Single Train Refinery
There are also issues of capacity and utilisation constraints with the Dangote Refinery, some have said. A single-train Residue Fluid Catalytic Cracking (RFCC) unit, as in Nigeria's Dangote Refinery, faces inherent technical limits due to its monolithic design, leading to high vulnerability to outages, suboptimal capacity utilization and frequent maintenance needs, experts say. Single-train RFCC requires phased turnarounds, and the Dangote Refinery has reportedly faced intermittent outages with a shutdown at the moment for catalyst replacement and reactor repairs scheduled to last until January 2026, pausing crude distillation for a while. That might be what has led to expansion plans for a second single-train unit that will increase the plant capacity to 1.4 million bpd.

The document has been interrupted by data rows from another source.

PR #3886, opened 2026-09-18
Cherry pick bug fixes from `main` / `4.0` to `3.8.3`

steven-bellock:


steven-bellock:
~~https://github.com/steven-bellock/libspdm/actions/runs/35397808389 shows these commits passing on the release branch.~~

Checks now work on https://github.com/DMTF/libspdm, so using those instead.

jyao1:
Question: What is criteria to cherry pick bug fix for a released branch?
Previously, I think it is only applicable to security bug or very important functional bug, but definitely not all bugs.

steven-bellock:
>What is criteria to cherry pick bug fix for a released branch?

Simple, straight forward bug fixes that our friends still using 3.8 would appreciate.

jyao1:
I suggest we discuss the criteria, get it approved, and document it.
I prefer we do the work based on priority / severity / importance, but not simplicity.

jyao1:
The recent regression issues (#3946, #3938, #3935) reminded me that it might be hard just cherry pick some of fixes. There might be later fix on top of that.

PR #3891, opened 2026-09-19
Sweep the hash algorithms in `test_spdm_crypt`

steven-bellock:
The hash, HMAC, and HKDF entry points in spdm_crypt_lib dispatch on base_hash_algo, but the unit tests only ever select SHA-256, SHA-384, or SHA-512, so the SHA3 and SM3 arms were never taken. libspdm_crypt_hash.c reported 54 of 198 lines covered and libspdm_crypt_hmac.c 4 of 148.

Sweep every algorithm the specification defines. A cryptlib may stub an algorithm that spdm_lib_config.h enables, as the Mbed TLS backend does for SM3, so the sweep does not demand success. It probes with the one-shot entry point and requires the incremental entry points to agree with it.


unit_test/test_spdm_crypt/test_spdm_crypt.c
```diff
@@ -1369,6 +1369,238 @@ static void libspdm_test_crypt_ecdsa_palindrome(void **state)
     }
 }
 
+/* The hash, HMAC, and HKDF entry points in spdm_crypt_lib are switch dispatchers over
+ * base_hash_algo. The other unit tests only ever select SHA-256, SHA-384, or SHA-512, so the
+ * SHA3 and SM3 arms are never taken. These tests sweep every algorithm the specification
+ * defines.
```
steven-bellock: This can be removed.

That inherent vulnerability and claims that the current production capacity, said by NMDPRA to be between 50 per cent and 60 per cent (18-23.5M litres daily), with national consumption level put at 35-40 million litres daily has been cited as cause for concern in terms of energy security, and grounds for continued imports to avert shortages.
The Many Battles
One would have thought that with all that Alhaji Aliko Dangote has been through, he would be battle-weary by now. But it does look like, rather than being battle-weary, he is, in fact, battle-hardened. He has firmly laid it out - "$20 billion of investment is too big to fail... At the end of the day, someone will give up; either we give up, or they will give up, and I don't think I will give up."

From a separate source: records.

PR #3894, opened 2026-09-19
Do not start watchdog when `HeartbeatPeriod` is zero

### LINKED ISSUE #3015: What should be the session timeout value when HeartbeatPeriod is set to 0?
Spec:
1. `The Responder shall terminate the session if session traffic is not received in twice HeartbeatPeriod.`
2. `HeartbeatPeriod: The value of this field shall be zero if Heartbeat is not supported by one of the endpoints. Otherwise, the value shall be in units of seconds. Zero is a legal value if Heartbeat is supported, but means that a heartbeat is not desired on this session.`

What should be the correct handling for session timeout in this case?
Thanks!

steven-bellock:
Fix #3015.


jyao1:
Please resolve conflict!

jyao1 (approved):

PR #3900, opened 2026-09-21
Require `CERT_PARSE_SUPPORT` when `SEND_GET_CERTIFICATE_SUPPORT` is enabled

### LINKED ISSUE #3897: If `LIBSPDM_SEND_GET_CERTIFICATE_SUPPORT` is set then `LIBSPDM_CERT_PARSE_SUPPORT` must also be set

There is a suggestion that this might be a fight to finish. One estimate I saw puts the monthly loss, on account of the price cut on Petrol, at almost N200 billion between Dangote and the marketers. It is difficult to tell what the actual endgame is. Not sure if this war is the sustainable path to take for all the parties. Not sure if the change in the leadership of the three sisters can guarantee a smoothing of relations, without a correction or agreement on some of the underlying fundamentals, as evident in the continued, even if understated, friction between NNPC and Dangote. There are underlying, largely unspoken issues around the PIA that require a careful reading to ensure that the interests of all parties are subsumed under the interest of Nigerians and the nation.
As counselled in an August 2024 intervention, "it is not too late to get everyone back in the boardroom to fashion out a win-win solution, with Nigeria's energy security and national interest guaranteed...I think that should start from a recognition and acceptance that mistakes have been made. I will argue that what is required, at this time, is what we usually refer to as the 'political solution'. There has to be a way for a win-win solution.